• The records
Issue #680, opened 2019-12-20
[tls] negotiating application protocol invalid


WilliamIzzo83:
Hello

I'm working on an iOS app from some time now, and I've decided to switch to the new nio branch. I've got some problems with tls though. 

Some background first: we use tls for secure connection. The code that is using grpc-swift master branch does something like this

```swift
let client = MyClient(address: configuration.backendHostName, secure: configuration.needsSecureConnection)
```

And this works as intended.

With the new api exposed on the nio branch, things have changed a little. Therefore now I've got:

```swift
let eloop = PlatformSupport.makeEventLoopGroup(
    loopCount: 1,
    networkPreference: .best)

let target = ConnectionTarget.hostAndPort(configuration.backendHostName, configuration.port)
let conf = ClientConnection.Configuration(
      target: target,
      eventLoopGroup: eloop,
      errorDelegate: nil,
      connectivityStateDelegate: nil,
      tls: configuration.needsSecureConnection ? ClientConnection.Configuration.TLS() : nil,
      connectionBackoff: nil)
    
let conn = ClientConnection(configuration: conf)
let callOpts = CallOptions(customMetadata: [:],
    timeout: try! .minutes(10),
    cacheable: false,
    requestIDProvider: .autogenerated, requestIDHeader: nil)

let client = MyClient(connection: conn, defaultCallOptions: callOpts)
```

Unfortunately I'm getting the following

```
2019-12-20T12:34:41+0100 error: negotiated application protocol is invalid: nil
2019-12-20T12:34:41+0100 warning: error=GRPCError(wrappedError: GRPC.GRPCClientError.applicationLevelProtocolNegotiationFailed, origin: GRPC.GRPCError.Origin.client, file: "/Users/William/Library/Developer/Xcode/DerivedData/sphere-dmhvcadfhsxqgbglhgytyjsalwoi/SourcePackages/checkouts/grpc-swift/Sources/GRPC/TLSVerificationHandler.swift", line: 94) connection_id=6EB998B5-81A8-416E-AF24-D472437A012E client connection shutdown failed
```

I guess I need some guidance to understand what is going on

Thank you

glbrntt:
During the TLS handshake the application layer protocol that the client and server will communicate using will also be negotiated. This has the unsurprising name of application layer protocol negotiation (ALPN) https://en.wikipedia.org/wiki/Application-Layer_Protocol_Negotiation.

[...]

PR #681, opened 2019-12-20
Fix typo in the "grpc-exp" ALPN name

glbrntt:
Motivation:

gRPC has an experimental ALPN name "grpc-exp". Unfortunately, we spelled
it as "grpc-ext".

Fortunately if "grpc-exp" is specifid, then so too must "h2", so we
would always still manage to negotiate a protocol.

Modifications:

Fix typo.

Result:

We can now negotiate "grpc-exp" via ALPN.


glbrntt:
See #680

• What you need to do
What you give back should be the full listing, copied exactly.

• Result for this exercise
Issue #680, opened 2019-12-20
[tls] negotiating application protocol invalid


WilliamIzzo83:
Hello

I'm working on an iOS app from some time now, and I've decided to switch to the new nio branch. I've got some problems with tls though. 

Some background first: we use tls for secure connection. The code that is using grpc-swift master branch does something like this

```swift
let client = MyClient(address: configuration.backendHostName, secure: configuration.needsSecureConnection)
```

And this works as intended.

With the new api exposed on the nio branch, things have changed a little. Therefore now I've got:

```swift
let eloop = PlatformSupport.makeEventLoopGroup(
    loopCount: 1,
    networkPreference: .best)

let target = ConnectionTarget.hostAndPort(configuration.backendHostName, configuration.port)
let conf = ClientConnection.Configuration(
      target: target,
      eventLoopGroup: eloop,
      errorDelegate: nil,
      connectivityStateDelegate: nil,
      tls: configuration.needsSecureConnection ? ClientConnection.Configuration.TLS() : nil,
      connectionBackoff: nil)
    
let conn = ClientConnection(configuration: conf)
let callOpts = CallOptions(customMetadata: [:],
    timeout: try! .minutes(10),
    cacheable: false,
    requestIDProvider: .autogenerated, requestIDHeader: nil)

let client = MyClient(connection: conn, defaultCallOptions: callOpts)
```

Unfortunately I'm getting the following

```
2019-12-20T12:34:41+0100 error: negotiated application protocol is invalid: nil
2019-12-20T12:34:41+0100 warning: error=GRPCError(wrappedError: GRPC.GRPCClientError.applicationLevelProtocolNegotiationFailed, origin: GRPC.GRPCError.Origin.client, file: "/Users/William/Library/Developer/Xcode/DerivedData/sphere-dmhvcadfhsxqgbglhgytyjsalwoi/SourcePackages/checkouts/grpc-swift/Sources/GRPC/TLSVerificationHandler.swift", line: 94) connection_id=6EB998B5-81A8-416E-AF24-D472437A012E client connection shutdown failed
```

I guess I need some guidance to understand what is going on

Thank you

glbrntt:
During the TLS handshake the application layer protocol that the client and server will communicate using will also be negotiated. This has the unsurprising name of application layer protocol negotiation (ALPN) https://en.wikipedia.org/wiki/Application-Layer_Protocol_Negotiation.

[...]

PR #681, opened 2019-12-20
Fix typo in the "grpc-exp" ALPN name

glbrntt:
Motivation:

gRPC has an experimental ALPN name "grpc-exp". Unfortunately, we spelled
it as "grpc-ext".

Fortunately if "grpc-exp" is specifid, then so too must "h2", so we
would always still manage to negotiate a protocol.

Modifications:

Fix typo.

Result:

We can now negotiate "grpc-exp" via ALPN.


glbrntt:
See #680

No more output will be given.